* WORK TASK
An exact copy of the listing is required.

* EXERCISE INPUT
PR #3254, opened 2019-09-06
Gas price changes and subprovider

mikeshultz:
### Description:

This is quick and dirty, duplicates code, and should be cleaned up later.  Trying to port ZeroClientProvider to our web3-provider will take more effort.  

This adds `EthGasStationProvider` to `mobile-bridge` and adjusts gas price to average across the board.

Here's the Rinkeby test build: https://originprotocol.github.io/test-builds/gas-provider

### Checklist:


nick:
Seems OK... haven't tested it though

mikeshultz:
### DO NOT MERGE YET

mikeshultz:
@nick @franckc, do you think this should be enabled for desktop dapp?  I briefly tested it earlier and it worked okay with MM, but I'm a little worried about unintended consequences of adding `@origin/web3-provider` in such a short time without testing.

mikeshultz:
ok, well, on the urging from @micahalcorn, I've enabled `@origin/web3-provider` across the board, including `EthGasStationProvider`.  Test please.

packages/web3-provider/src/subproviders/EthGasStationProvider.js
```diff
@@ -23,7 +23,7 @@ class EthGasStationProvider extends SubProvider {
     const jason = await res.json()
     if (typeof jason[GAS_PRICE_KEY] !== 'undefined') {
       // values come from EGS as tenths of gwei
-      return String(jason[GAS_PRICE_KEY] * 1e8)
+      return '0x' + (jason[GAS_PRICE_KEY] * 1e8).toString(16)
```
franckc: That won't break the relayer, will it ?

mikeshultz: tests passed

mikeshultz: I feel like I should elaborate that standad JSON-RPC interfaces return in hex.  This shouldn't break anything, tests passed, but it is a valid concern and we should test it when it gets deployed.

PR #3263, opened 2019-09-07
gasPrice suggestions for metamask and others

mikeshultz:
### Description:

This adds the `gasPrice` parameter to non-relayer transactions in `_txHelper`.  I'm not entirely sold on the non-metamask portion of this since it always adds an extra call.  I'd like other peoples' opinion on this.

CC: @micahalcorn 

### Checklist:


packages/graphql/src/mutations/_txHelper.js
```diff
@@ -46,7 +50,11 @@ function useRelayer({ mutation, value }) {
   if (!contracts.config.relayer) reason = 'relayer not configured'
   if (!mutation) reason = 'no mutation specified'
 
-  if (mutation === 'makeOffer' && value && value !== '0') {
+  if (
+    ['makeOffer', 'swapAndMakeOffer'].includes(mutation) &&
```
franckc: So prior to this we were using the relayer for swapAndMakeOffer ? That's odd, I don't remember my offers with DAI payment going thru the relayer...

packages/graphql/src/mutations/_txHelper.js
```diff
@@ -141,6 +167,22 @@ export default function txHelper({
...
+      if (window.ethereum) {
+        // Don't use eth_gasPrice for MM
+        try {
+          gasPrice = await fetchGasPrice()
+        } catch (err) {
+          debug(`Error fetching gas price`, err)
+        }
+      } else {
+        // But use it when we're using our provider
+        gasPrice = await web3.eth.getGasPrice()
```
franckc: Is there a point in us having an EthGasStationProvider ?
Could we get rid of it and just always set the gasPrice here ?

packages/graphql/src/mutations/_txHelper.js
```diff
@@ -141,6 +167,22 @@ export default function txHelper({
...
+    debug(`shouldUseRelayer: ${shouldUseRelayer}`)
+
+    // Get our gas price
+    if (!shouldUseRelayer && ['mainnet', 'rinkeby'].includes(contracts.net)) {
+      if (window.ethereum) {
+        // Don't use eth_gasPrice for MM
+        try {
+          gasPrice = await fetchGasPrice()
+        } catch (err) {
+          debug(`Error fetching gas price`, err)
```
franckc: Should we log to Sentry ?

packages/graphql/src/mutations/_txHelper.js
franckc: We could do this as a separate cleanup PR. Just asking for my own understanding... :)

packages/graphql/src/mutations/_txHelper.js
mikeshultz: No, it just so happened that it was deflected by `useProxy`.  `useProxy` didn't work for my logic so i added it here too.

packages/graphql/src/mutations/_txHelper.js
mikeshultz: `web3.eth.getGasPrice` will use the provider(if it's there).  And so will all the services that don't use GraphQL.

packages/graphql/src/mutations/_txHelper.js
mikeshultz: I don't think there's been any Sentry integration in graphql(yet).

franckc: Ah yes, very good point. You are still very lucid at this late hour you know... :)

PR #3471, opened 2019-09-23
[Notification server] Fix error handling

franckc:
### Description:

Due to the refactoring in #3453 the notification was not returning a response when called by the listener for an event such as ListingCreated which does not require to send any notification.

### Checklist:

### DIFF
--- a/infra/notifications/src/app.js
+++ b/infra/notifications/src/app.js
@@ -329,7 +329,7 @@ app.post('/events', async (req, res) => {
   const { event = {}, related = {} } = req.body
   const { returnValues = {} } = event
   const eventName = event.event
-  const { listing, offer } = related
+  const { listing = {}, offer = {} } = related
   const { seller = {} } = listing
   const buyer = offer ? offer.buyer : {} // Not all events have offers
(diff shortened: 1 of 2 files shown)


infra/notifications/src/app.js
```diff
@@ -329,7 +329,7 @@ app.post('/events', async (req, res) => {
   const { event = {}, related = {} } = req.body
   const { returnValues = {} } = event
   const eventName = event.event
-  const { listing, offer } = related
+  const { listing = {}, offer = {} } = related
```
mikeshultz: Is this valid? I didn't think defaults were legit for object unpacking.

mikeshultz:
I checked.  node seems okay with it.

    > x = { a: 1 }
    { a: 1 }
    > const { a = 0, b = 1 } = x
    undefined
    > a
    1
    > b
    1

infra/notifications/src/app.js
franckc: Yeah. Seems to work... ah the joy of JS ! ;)
```
> const { listing = {}, offer = {} } = {}
undefined
> listing
{}
> offer
{}

```

PR #3486, opened 2019-09-25
Ensure tx errors are passed back to mutations

nick:
txHelper errors were not getting bubbled back up to mutations resulting in un-closable modals, eg when rejecting tx signatures.

### DIFF
--- a/packages/graphql/src/mutations/_txHelper.js
+++ b/packages/graphql/src/mutations/_txHelper.js
@@ -527,7 +527,8 @@ async function sendViaWeb3({
   hashCallbacks,
   receiptCallbacks,
   confirmCallbacks,
-  mutation
+  mutation,
+  reject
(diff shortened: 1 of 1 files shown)


packages/graphql/src/mutations/_txHelper.js
```diff
@@ -746,11 +744,9 @@ export default function txHelper({
       hashCallbacks,
       receiptCallbacks,
       confirmCallbacks,
-      mutation
+      mutation,
+      reject
```
mikeshultz: Should maybe this be a try/catch around the `sendViaWeb3()` call instead of passing it as another argument?

nick: I tried that initially but for some reason the error wasn't bubbling up 🤷‍♂️

PR #3511, opened 2019-09-26
Remove unnecessary calls to EventSource to prevent logs download

nick:
Try to avoid calls to EventSource in mutations to prevent event log downloads.

There are a few more which I'll look at next but this is at least a start.


packages/graphql/src/mutations/marketplace/acceptOffer.js
```diff
@@ -12,10 +12,11 @@ async function acceptOffer(_, data) {
...
 
-  const offer = await marketplace.eventSource.getOffer(listingId, offerId)
-  if (!offer.valid) {
-    throw new Error(`Invalid offer: ${offer.validationError}`)
-  }
+  // Disable for now as this is a heavy call...
+  // const offer = await marketplace.eventSource.getOffer(listingId, offerId)
+  // if (!offer.valid) {
+  //   throw new Error(`Invalid offer: ${offer.validationError}`)
+  // }
```
mikeshultz: Could move this to that `remoteQuery` thing I added.  Probably not that important though.

franckc:
Very cool. Thanks for doing that @nick ... imho we should strongly consider completely disabling EventCache when the DApp is in performance mode... otherwise I bet you 1,000 OGN that one day or another we'll add another GraphQL query that will trigger loading those events again :)

nick:
Yea agree... once all calls are removed I can add a puppeteer test to throw an error if EventSource is called client-side while in performance mode.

* EXERCISE RESPONSE
PR #3254, opened 2019-09-06
Gas price changes and subprovider

mikeshultz:
### Description:

This is quick and dirty, duplicates code, and should be cleaned up later.  Trying to port ZeroClientProvider to our web3-provider will take more effort.  

This adds `EthGasStationProvider` to `mobile-bridge` and adjusts gas price to average across the board.

Here's the Rinkeby test build: https://originprotocol.github.io/test-builds/gas-provider

### Checklist:


nick:
Seems OK... haven't tested it though

mikeshultz:
### DO NOT MERGE YET

mikeshultz:
@nick @franckc, do you think this should be enabled for desktop dapp?  I briefly tested it earlier and it worked okay with MM, but I'm a little worried about unintended consequences of adding `@origin/web3-provider` in such a short time without testing.

mikeshultz:
ok, well, on the urging from @micahalcorn, I've enabled `@origin/web3-provider` across the board, including `EthGasStationProvider`.  Test please.

packages/web3-provider/src/subproviders/EthGasStationProvider.js
```diff
@@ -23,7 +23,7 @@ class EthGasStationProvider extends SubProvider {
     const jason = await res.json()
     if (typeof jason[GAS_PRICE_KEY] !== 'undefined') {
       // values come from EGS as tenths of gwei
-      return String(jason[GAS_PRICE_KEY] * 1e8)
+      return '0x' + (jason[GAS_PRICE_KEY] * 1e8).toString(16)
```
franckc: That won't break the relayer, will it ?

mikeshultz: tests passed

mikeshultz: I feel like I should elaborate that standad JSON-RPC interfaces return in hex.  This shouldn't break anything, tests passed, but it is a valid concern and we should test it when it gets deployed.

PR #3263, opened 2019-09-07
gasPrice suggestions for metamask and others

mikeshultz:
### Description:

This adds the `gasPrice` parameter to non-relayer transactions in `_txHelper`.  I'm not entirely sold on the non-metamask portion of this since it always adds an extra call.  I'd like other peoples' opinion on this.

CC: @micahalcorn 

### Checklist:


packages/graphql/src/mutations/_txHelper.js
```diff
@@ -46,7 +50,11 @@ function useRelayer({ mutation, value }) {
   if (!contracts.config.relayer) reason = 'relayer not configured'
   if (!mutation) reason = 'no mutation specified'
 
-  if (mutation === 'makeOffer' && value && value !== '0') {
+  if (
+    ['makeOffer', 'swapAndMakeOffer'].includes(mutation) &&
```
franckc: So prior to this we were using the relayer for swapAndMakeOffer ? That's odd, I don't remember my offers with DAI payment going thru the relayer...

packages/graphql/src/mutations/_txHelper.js
```diff
@@ -141,6 +167,22 @@ export default function txHelper({
...
+      if (window.ethereum) {
+        // Don't use eth_gasPrice for MM
+        try {
+          gasPrice = await fetchGasPrice()
+        } catch (err) {
+          debug(`Error fetching gas price`, err)
+        }
+      } else {
+        // But use it when we're using our provider
+        gasPrice = await web3.eth.getGasPrice()
```
franckc: Is there a point in us having an EthGasStationProvider ?
Could we get rid of it and just always set the gasPrice here ?

packages/graphql/src/mutations/_txHelper.js
```diff
@@ -141,6 +167,22 @@ export default function txHelper({
...
+    debug(`shouldUseRelayer: ${shouldUseRelayer}`)
+
+    // Get our gas price
+    if (!shouldUseRelayer && ['mainnet', 'rinkeby'].includes(contracts.net)) {
+      if (window.ethereum) {
+        // Don't use eth_gasPrice for MM
+        try {
+          gasPrice = await fetchGasPrice()
+        } catch (err) {
+          debug(`Error fetching gas price`, err)
```
franckc: Should we log to Sentry ?

packages/graphql/src/mutations/_txHelper.js
franckc: We could do this as a separate cleanup PR. Just asking for my own understanding... :)

packages/graphql/src/mutations/_txHelper.js
mikeshultz: No, it just so happened that it was deflected by `useProxy`.  `useProxy` didn't work for my logic so i added it here too.

packages/graphql/src/mutations/_txHelper.js
mikeshultz: `web3.eth.getGasPrice` will use the provider(if it's there).  And so will all the services that don't use GraphQL.

packages/graphql/src/mutations/_txHelper.js
mikeshultz: I don't think there's been any Sentry integration in graphql(yet).

franckc: Ah yes, very good point. You are still very lucid at this late hour you know... :)

PR #3471, opened 2019-09-23
[Notification server] Fix error handling

franckc:
### Description:

Due to the refactoring in #3453 the notification was not returning a response when called by the listener for an event such as ListingCreated which does not require to send any notification.

### Checklist:

### DIFF
--- a/infra/notifications/src/app.js
+++ b/infra/notifications/src/app.js
@@ -329,7 +329,7 @@ app.post('/events', async (req, res) => {
   const { event = {}, related = {} } = req.body
   const { returnValues = {} } = event
   const eventName = event.event
-  const { listing, offer } = related
+  const { listing = {}, offer = {} } = related
   const { seller = {} } = listing
   const buyer = offer ? offer.buyer : {} // Not all events have offers
(diff shortened: 1 of 2 files shown)


infra/notifications/src/app.js
```diff
@@ -329,7 +329,7 @@ app.post('/events', async (req, res) => {
   const { event = {}, related = {} } = req.body
   const { returnValues = {} } = event
   const eventName = event.event
-  const { listing, offer } = related
+  const { listing = {}, offer = {} } = related
```
mikeshultz: Is this valid? I didn't think defaults were legit for object unpacking.

mikeshultz:
I checked.  node seems okay with it.

    > x = { a: 1 }
    { a: 1 }
    > const { a = 0, b = 1 } = x
    undefined
    > a
    1
    > b
    1

infra/notifications/src/app.js
franckc: Yeah. Seems to work... ah the joy of JS ! ;)
```
> const { listing = {}, offer = {} } = {}
undefined
> listing
{}
> offer
{}

```

PR #3486, opened 2019-09-25
Ensure tx errors are passed back to mutations

nick:
txHelper errors were not getting bubbled back up to mutations resulting in un-closable modals, eg when rejecting tx signatures.

### DIFF
--- a/packages/graphql/src/mutations/_txHelper.js
+++ b/packages/graphql/src/mutations/_txHelper.js
@@ -527,7 +527,8 @@ async function sendViaWeb3({
   hashCallbacks,
   receiptCallbacks,
   confirmCallbacks,
-  mutation
+  mutation,
+  reject
(diff shortened: 1 of 1 files shown)


packages/graphql/src/mutations/_txHelper.js
```diff
@@ -746,11 +744,9 @@ export default function txHelper({
       hashCallbacks,
       receiptCallbacks,
       confirmCallbacks,
-      mutation
+      mutation,
+      reject
```
mikeshultz: Should maybe this be a try/catch around the `sendViaWeb3()` call instead of passing it as another argument?

nick: I tried that initially but for some reason the error wasn't bubbling up 🤷‍♂️

PR #3511, opened 2019-09-26
Remove unnecessary calls to EventSource to prevent logs download

nick:
Try to avoid calls to EventSource in mutations to prevent event log downloads.

There are a few more which I'll look at next but this is at least a start.


packages/graphql/src/mutations/marketplace/acceptOffer.js
```diff
@@ -12,10 +12,11 @@ async function acceptOffer(_, data) {
...
 
-  const offer = await marketplace.eventSource.getOffer(listingId, offerId)
-  if (!offer.valid) {
-    throw new Error(`Invalid offer: ${offer.validationError}`)
-  }
+  // Disable for now as this is a heavy call...
+  // const offer = await marketplace.eventSource.getOffer(listingId, offerId)
+  // if (!offer.valid) {
+  //   throw new Error(`Invalid offer: ${offer.validationError}`)
+  // }
```
mikeshultz: Could move this to that `remoteQuery` thing I added.  Probably not that important though.

franckc:
Very cool. Thanks for doing that @nick ... imho we should strongly consider completely disabling EventCache when the DApp is in performance mode... otherwise I bet you 1,000 OGN that one day or another we'll add another GraphQL query that will trigger loading those events again :)

nick:
Yea agree... once all calls are removed I can add a puppeteer test to throw an error if EventSource is called client-side while in performance mode.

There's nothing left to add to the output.